Mckenzie underscored the point that this is not about price. “Cheaper solutions won’t be enough to motivate people to move in this market,” he commented. “Focus on real-world outcomes, understand customer problems and pitch what your solution can do to fix them. You will form strong partnerships with sticky customers that will come back to you as a trusted advisor and discuss other parts of their business development roadmap.”

Huntingford also noted that resellers don’t need to go into huge depth. “That’s our job as vendors,” he stated. “But by providing the education piece you deepen relationships and eliminate some of the fear holding back adoption. It will be good from an education perspective for anyone in the AI-verse to understand why these tools work the way they do.”

Mckenzie developed this point further: “I’ve seen customers purchasing these products wanting responses as to why they operate in a certain way, and their partners need the answers,” he said. “Resellers should train themselves on how AI outcomes work, what they can deliver and what their limitations are. You need that level of education to facilitate a consultative approach. To build on this knowledge base, work with vendors and set up strategic relationships with better integration to deliver strong use cases.”

The panellists agreed that the strongest use cases will reveal themselves in the SMB space, where rich veins of data are waiting to be tapped, according to Easton. “There is a misconception that AI is only for large enterprises and big system integrators, but there is a huge opportunity in the SMB market,” he said.

“Vast amounts of data are sitting there unused because it’s difficult to mine. AI is set to be the tool that cracks that open. Applying context and intelligence enables businesses to get better use of their data, address gaps in their portfolio, see issues within their customer support and service, and build on existing strengths.”

The first step is to ensure that data is fit for purpose, and McKenzie highlighted the importance of making data clean, accurate and contextually sound so that systems can be plugged in, learn, and give intelligent and actionable feedback. “The potential is huge, but you need to start small and work closely with customers to make sure the foundations are sturdy,” he added. “This is where you can start to make an impact across every level of their business. Don’t just jump in and start building a Large Language Model hoping it will work miracles because it won’t.”

Broad opportunity

What also became clear during the conversation is the remarkable breadth of the AI and analytics opportunity for channel businesses. Huntingford pointed out AI’s potential to boost existing UC, CC, CPaaS, voice and digital solutions. “An AI component can be infused into any product or service that is datadriven, and that is almost all of them,” he stated.

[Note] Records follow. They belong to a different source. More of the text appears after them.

PR #475, opened 2023-10-09
Fix default entrypoint handling on older Pythons

### LINKED ISSUE #478: Default entry point is being updated incorrectly

I don't think it's worth trying to create an MRE for this situation, please see below.

#### Problem description

This has turned out to be a much more subtle issue than I first thought. The problem looks like it's due to a combination of two factors:
1. The interface of the `EntryPoint` object changing over time, and 
2. The monkey-patching of `importlib.metadata` by `importlib_metadata`

To start with, we need to look at the evolution of `importlib_metadata`. Until `importlib_metadata` version 4.13.0, [the `EntryPoints` class had an `__iter__` method](https://github.com/python/importlib_metadata/blob/v4.13.0/importlib_metadata/__init__.py#L230). This method was deprecated much earlier (sometime around 3.x) but was not removed until version 5.0.0. Meanwhile, version 4.8.1 [introduced support for `EntryPoints.__getitem__` via the `DeprecatedTuple` class](https://github.com/python/importlib_metadata/blob/v4.8.1/importlib_metadata/__init__.py#L149), functionality which had been supported in previous versions but had been removed. 

Now, when we roll around to version 5.0.0, the removal of `EntryPoints.__iter__` meant that iteration over an `EntryPoints` object instead fell back to calling `__getitem__` ([this is how iterables are designed in Python](https://docs.python.org/3/glossary.html#term-iterable)). The problem is that the `__getitem__` implementation would in turn call `_key`, which would return a tuple `(self.name, self.value, self.group)`. This is a problem because the old `__iter__` implementation instead returned `iter((self.name, self))`.

[The relevant code in numcodecs](https://github.com/zarr-developers/numcodecs/blob/main/numcodecs/registry.py#L19) for Python 3.9 is assuming that we'll get the second interface, such that given a tuple of `EntryPoint` objects we'll be able to process it as key-value pairs of the form `(name, EntryPoint)`, which works with the old explicit `__iter__` API but not the new `__getitem__` implicit iteration API.

A major part of the complexity comes from the fact that `importlib_metadata` was provisionally added to the standard library as `importlib.metadata` in Python 3.8, then made a full part of the standard in 3.10. As of Python 3.9, the version of the code still had an `EntryPoints` object that defined `__iter__`, i.e. it was matching `importlib_metadata`<5.0.0. Therefore, the code in numcodecs seems like it should work. However, `importlib_metadata` actually monkey-patches parts of importlib.metadata:
```
>>> from importlib.metadata import entry_points
>>> type(entry_points()[next(iter(entry_points()))][0])
<class 'importlib.metadata.EntryPoint'>
>>> import importlib_metadata
>>> type(entry_points()[next(iter(entry_points()))][0])
<class 'importlib_metadata.EntryPoint'>
```
Note that on the final line we go from `importlib.metadata` to `importlib_metadata`. This is the root of the problem: if you have a newer version of `importlib_metadata` installed in Python 3.9, you start seeing `EntryPoints` objects with the new iteration protocol instead of the old one. Therefore, in the Python 3.9 scenario numcodecs needs to handle both possibilities.

The simplest solution is to avoid relying on the iteration protocol altogether and simply construct the appropriate update argument manually. This is what I now do in #475.

Please provide the following:

* Value of ``numcodecs.__version__``: 0.12.0
* Version of Python interpreter: 3.9.18
* Operating system (Linux/Windows/Mac): Linux (Ubuntu 20.04
* How NumCodecs was installed (e.g., "using pip into virtual environment", or "using conda"): Using conda or pip

Also, if you think it might be relevant, please provide the output from ``pip list`` or
``conda list`` depending on which was used to install NumCodecs.

vyasr:
The fallback here for updating a dictionary needs to be a dictionary, not a list.

I haven't added any new tests or anything, but I can if I'm pointed in the right direction. Not sure how this library wants to test these types of edge cases with entry points.

Resolves #478 

TODO:

- [x] Tests pass locally
- [ ] Docs build locally

### DIFF
--- a/docs/release.rst
+++ b/docs/release.rst
@@ -7,6 +7,17 @@ Release notes
     # re-indented so that it does not show up in the notes.
 
 
+.. _release_0.12.1:
+
+0.12.1
+------
+
+Fix
+~~~
+
+* Fix default entrypoint handling on older Pythons
+  By :user:`Vyas Ramasubramani <vyasr>`, :issue:`475`.
+
 .. _release_0.12.0:
 
 0.12.0
--- a/docs/release.rst
+++ b/docs/release.rst
@@ -16,7 +16,7 @@ Fix
 ~~~
 
 * Fix default entrypoint handling on older Pythons
-  By :user:`Vyas Ramasubramani <vyasr>`, :issue:`475`.
+  By :user:`Vyas Ramasubramani <vyasr>`, :issue:`478`.
 
 .. _release_0.12.0:
 
--- a/docs/release.rst
+++ b/docs/release.rst
@@ -16,15 +16,6 @@ Fix
 
 * `Codec` is now derived from `abc.ABC`
   By :user:`Mads R. B. Kristensen <madsbk>`, :issue:`472`.
-
-.. _release_0.12.1:
-
-0.12.1
-------
-
-Fix
-~~~
-
 * Fix handling of entry points on older Python versions where importlib_metadata compatibility is concerned
   By :user:`Vyas Ramasubramani <vyasr>`, :issue:`478`.
 
--- a/docs/release.rst
+++ b/docs/release.rst
@@ -15,7 +15,7 @@ Release notes
 Fix
 ~~~
 
-* Fix default entrypoint handling on older Pythons
+* Fix handling of entry points on older Python versions where importlib_metadata compatibility is concerned
   By :user:`Vyas Ramasubramani <vyasr>`, :issue:`478`.
 
 .. _release_0.12.0:
--- a/docs/release.rst
+++ b/docs/release.rst
@@ -16,7 +16,7 @@ Fix
 
 * ``Codec`` is now derived from ``abc.ABC``
   By :user:`Mads R. B. Kristensen <madsbk>`, :issue:`472`.
-* Fix handling of entry points on older Python versions where importlib_metadata compatibility is concerned
+* Fix handling of entry points on older Python versions where ``importlib_metadata`` compatibility is concerned
   By :user:`Vyas Ramasubramani <vyasr>`, :issue:`478`.
 * Make shuffle pyx functions ``noexcept``
   By :user:`Martin Durant <martindurant>`, :issue:`477`.
--- a/numcodecs/registry.py
+++ b/numcodecs/registry.py
@@ -16,7 +16,7 @@ def run_entrypoints():
         entries.update({e.name: e for e in eps.select(group="numcodecs.codecs")})
     else:
         # Otherwise, fallback to using get
-        entries.update(eps.get("numcodecs.codecs", []))
+        entries.update(eps.get("numcodecs.codecs", {}))
 
 
 run_entrypoints()
--- a/numcodecs/registry.py
+++ b/numcodecs/registry.py
@@ -16,7 +16,7 @@ def run_entrypoints():
         entries.update({e.name: e for e in eps.select(group="numcodecs.codecs")})
     else:
         # Otherwise, fallback to using get
-        entries.update(eps.get("numcodecs.codecs", {}))
+        entries.update({e.name: e for e in eps.get("numcodecs.codecs", [])})
 
 
 run_entrypoints()
--- a/numcodecs/tests/test_entrypoints.py
+++ b/numcodecs/tests/test_entrypoints.py
@@ -4,6 +4,8 @@ from unittest import mock
 
 import pytest
 
+from multiprocessing import Process
+
 import numcodecs.registry
 
 
@@ -30,16 +32,19 @@ def test_entrypoint_codec():
     assert cls.codec_id == "test"
 
 
-def test_entrypoint_codec_with_importlib_metadata():
+def get_entrypoints_with_importlib_metadata_loaded():
     # importlib_metadata patches importlib.metadata, which can lead to breaking changes
     # to the APIs of EntryPoint objects used when registering entrypoints. Attempt to
     # isolate those changes to just this test.
-    with mock.patch.dict(sys.modules):
-        import importlib_metadata  # noqa: F401
-        sys.path.append(here)
-        numcodecs.registry.run_entrypoints()
-        cls = numcodecs.registry.get_codec({"id": "test"})
-        assert cls.codec_id == "test"
-        sys.path.remove(here)
-        numcodecs.registry.run_entrypoints()
-        numcodecs.registry.codec_registry.pop("test")
+    import importlib_metadata  # noqa: F401
+    sys.path.append(here)
+    numcodecs.registry.run_entrypoints()
+    cls = numcodecs.registry.get_codec({"id": "test"})
+    assert cls.codec_id == "test"
+
+
+def test_entrypoint_codec_with_importlib_metadata():
+    p = Process(target=get_entrypoints_with_importlib_metadata_loaded)
+    p.start()
+    p.join()
+    assert p.exitcode == 0
--- a/numcodecs/tests/test_entrypoints.py
+++ b/numcodecs/tests/test_entrypoints.py
@@ -3,8 +3,6 @@ import sys
 
 import pytest
 
-from multiprocessing import Process
-
 import numcodecs.registry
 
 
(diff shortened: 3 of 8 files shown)


jakirkham:
Thanks Vyas! 🙏

Made some tweaks to handle the release note. Hope that is ok. Please update as needed

Also maybe we should test this somehow. Currently we test the presence of a single entrypoint. Maybe we should also test the absence of any entrypoints?

https://github.com/zarr-developers/numcodecs/blob/a5539b5876fb76f014ac74c17fa98d805d5bbfda/numcodecs/tests/test_entrypoints.py#L22-L24

numcodecs/registry.py
```diff
@@ -16,7 +16,7 @@ def run_entrypoints():
         entries.update({e.name: e for e in eps.select(group="numcodecs.codecs")})
     else:
         # Otherwise, fallback to using get
-        entries.update(eps.get("numcodecs.codecs", []))
+        entries.update(eps.get("numcodecs.codecs", {}))
```
jakirkham, line 19: Looks like this particular line traces back to PR: https://github.com/zarr-developers/numcodecs/pull/442

cc @s-t-e-v-e-n-k (in case you have thoughts on this change)

s-t-e-v-e-n-k: I guess so? I will admit I was thinking about what `entry_points().get()` would return, rather than updating the dictionary. I would feel more comfortable if there was a test case with no entry points, but I apologise for not adding a test case myself.

vyasr: I'm trying to add a test now and I'm no longer certain I've isolated quite the right case that is triggering the issue. Stay tuned.

vyasr:
OK this fix isn't right. The issue isn't the fallback case, but rather a real case where numcodecs.codec is being registered as `None`. Looking into that now.

numcodecs/registry.py
vyasr: OK, I've written up my full post-portem in #478 now. The problem is far more esoteric than I initially diagnosed. I'm not sure a test here is going to be very feasible, please have a look at my writeup in the issue and let me know what you think.

jakirkham:
@martindurant , could you please look over this?

numcodecs/registry.py
vyasr: All right, I think I've found an OK way to write a test. Let's see if it really isolates well enough to avoid mucking with other tests though.

s-t-e-v-e-n-k: I will admit I'm not happy with how importlib_metadata plays with importlib.metadata, and that I didn't consider API breaking changes between them, since I was only testing with importlib.metadata, but other projects might utilise numcodecs and something else that requires importlib_metadata. :-(

vyasr: Yeah this is a pretty gross situation to wind up in. I haven't had to dive this deep in before and it took me a couple hours to really zero in on what was going on. Totally understandable how this could get missed in numcodecs. It feels like a problem that isn't really going to get fixed until Python 3.9 EOLs :disappointed:

numcodecs/tests/test_entrypoints.py
```diff
@@ -19,6 +19,27 @@ def set_path():
...
+def test_entrypoint_codec():
     cls = numcodecs.registry.get_codec({"id": "test"})
     assert cls.codec_id == "test"
+
+
+def test_entrypoint_codec_with_importlib_metadata():
+    # importlib_metadata patches importlib.metadata, which can lead to breaking changes
+    # to the APIs of EntryPoint objects used when registering entrypoints. Attempt to
+    # isolate those changes to just this test.
+    with mock.patch.dict(sys.modules):
```
vyasr, line 37: In hindsight, this may not really be enough to avoid this import polluting the rest of the test suite. Even if `importlib_metadata` is removed from `sys.modules`, the monkey-patching is already done. We might need to launch this test in a subprocess to really avoid this problem...

vyasr: OK I have a version of this test locally that's rewritten to use `multiprocessing.Process` and will fully isolate the import. I can push that version if maintainers are OK with a subprocess in the test.

vyasr: All right, since there were some unrelated test failures I pushed out the multiprocessing version anyway so that you can take a look. I can revert if it's preferred to avoid that.

jakirkham:
Was seeing AVX2 issues on macOS builds, that I thought we just fixed with PR ( https://github.com/zarr-developers/numcodecs/pull/479 ). So toggling PR to ensure latest changes in `main` are picked up

joshmoore:
OSX failures are the sporadic:
```
#error AVX2 is not supported by the target architecture/platform and/or this compiler.
```
Trying a rebuild.

vyasr:
Maybe one more rerun? Looks like attempt 2 passed one of the previously failing jobs but the other failed again.

jakirkham:
Have added a fix in `main` to disable AVX2 in macOS GHA jobs and merged that into here. That should resolve that issue

jakirkham:
Since the only entrypoint added is coming from the test entrypoint that we load ourselves. Wonder if we can avoid using a subprocess by simply testing there are no entrypoints present (and effectively those code paths work) before trying to add our own entrypoint (to test that we can load entrypoints). What do you think Vyas?

vyasr:
> Since the only entrypoint added is coming from the test entrypoint that we load ourselves. Wonder if we can avoid using a subprocess by simply testing there are no entrypoints present (and effectively those code paths work) before trying to add our own entrypoint (to test that we can load entrypoints). What do you think Vyas?

I'm afraid I don't understand how your suggestion avoids the problem. My concern is that because `importlib_metadata` is patching the standard library, as soon as the test importing it runs all subsequent tests in the same process will see the patched library. If there are any other edge cases where simply importing `importlib_metadata` causes problems, we would start seeing random unexpected failures in other tests based on test ordering (and of course partitioning if tests are run with `pytest-xdist`). At present, that mostly affects the other test in `test_entrypoints.py`, so we might be OK just based on pytest's default ordering of tests, but I don't know that we want to rely on that. Also, there's no guarantee that the monkey-patching wouldn't affect any of numcodecs dependencies in unexpected ways.

If you think those cases aren't worth worrying about, though, then I can revert the multiprocessing change.

jakirkham:
Ah missed we added tests for the backport package `importlib_metadata`

Ok would it be possible to move these into their own test file? Maybe `test_entrypoints_backport.py` or similar? We could then also have some top-level check to make sure `importlib_metadata` is around before testing (ideally without `import`ing given the associated issues)

vyasr:
Done. The test is now in its own module and only runs if `importlib_metadata` is available.

numcodecs/tests/test_entrypoints_backport.py
```diff
@@ -0,0 +1,32 @@
...
+
+def get_entrypoints_with_importlib_metadata_loaded():
+    # importlib_metadata patches importlib.metadata, which can lead to breaking changes
+    # to the APIs of EntryPoint objects used when registering entrypoints. Attempt to
+    # isolate those changes to just this test.
+    import importlib_metadata  # noqa: F401
+    sys.path.append(here)
+    numcodecs.registry.run_entrypoints()
+    cls = numcodecs.registry.get_codec({"id": "test"})
+    assert cls.codec_id == "test"
```
jakirkham, line 25: Would it make sense to reuse `set_path` here somehow? Should cleanup `sys.path` and the `numcodecs.registry` after?

numcodecs/tests/test_entrypoints_backport.py
```diff
@@ -0,0 +1,32 @@
...
+import pkgutil
+import sys
+
+import pytest
+
+from multiprocessing import Process
+
+import numcodecs.registry
+
+if not pkgutil.find_loader("importlib_metadata"):
```
jakirkham, line 11:
```suggestion
if not pkgutil.find_loader("importlib_metadata"):  # pragma: no cover
```

docs/release.rst
```diff
@@ -16,6 +16,8 @@ Fix
 
 * ``Codec`` is now derived from ``abc.ABC``
   By :user:`Mads R. B. Kristensen <madsbk>`, :issue:`472`.
+* Fix handling of entry points on older Python versions where importlib_metadata compatibility is concerned
```
jakirkham, line 19:
```suggestion
* Fix handling of entry points on older Python versions where ``importlib_metadata`` compatibility is concerned
```

numcodecs/tests/test_entrypoints_backport.py
vyasr: I thought about reusing, but I think it'd be more work than it's worth. We can't use a fixture directly because it's not supposed to affect the actual test function, we need it to affect the helper function that's run in the subprocess and that function isn't a test so pytest won't patch in fixtures. We could try and split it into a helper function like I had initially, but it's not really necessary. Since the function is running in a subprocess we don't need to clean things up, it shouldn't affect the modules in the parent process.

jakirkham:
Thanks Vyas! 🙏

Mckenzie added: “By plugging AI into all these different data elements you have a differentiator, and you leave nothing on the table for competitors. There are so many ways you can start to put this together. It’s about digging into problems and making sure the data can deliver on the back of that. Imagine telling customers you can enable them to drill into existing data and see why they are experiencing churn despite no reported issues. These are insights that can transform the customer experience.”

Responsible AI

Another key area where MSPs can offer value is talking to customers about ethical and responsible AI. Huntingford noted: “This can apply to any tool, product or service to bring a differentiator to the market. Data-responsible AI is going to be top of mind for customers in the coming years which is a foundation you can build analytics into.”

Easton noted that ICT resellers and MSPs could prepare their sales teams by aligning them with the technology, making them receptive to new solutions and pointing them towards low-hanging fruit, such as customers that are doing even basic call recording and therefore have existing data they aren’t deriving significant value from. “The opportunity is to demonstrate the improvement that AI can bring through mining that data more efficiently,“ he added.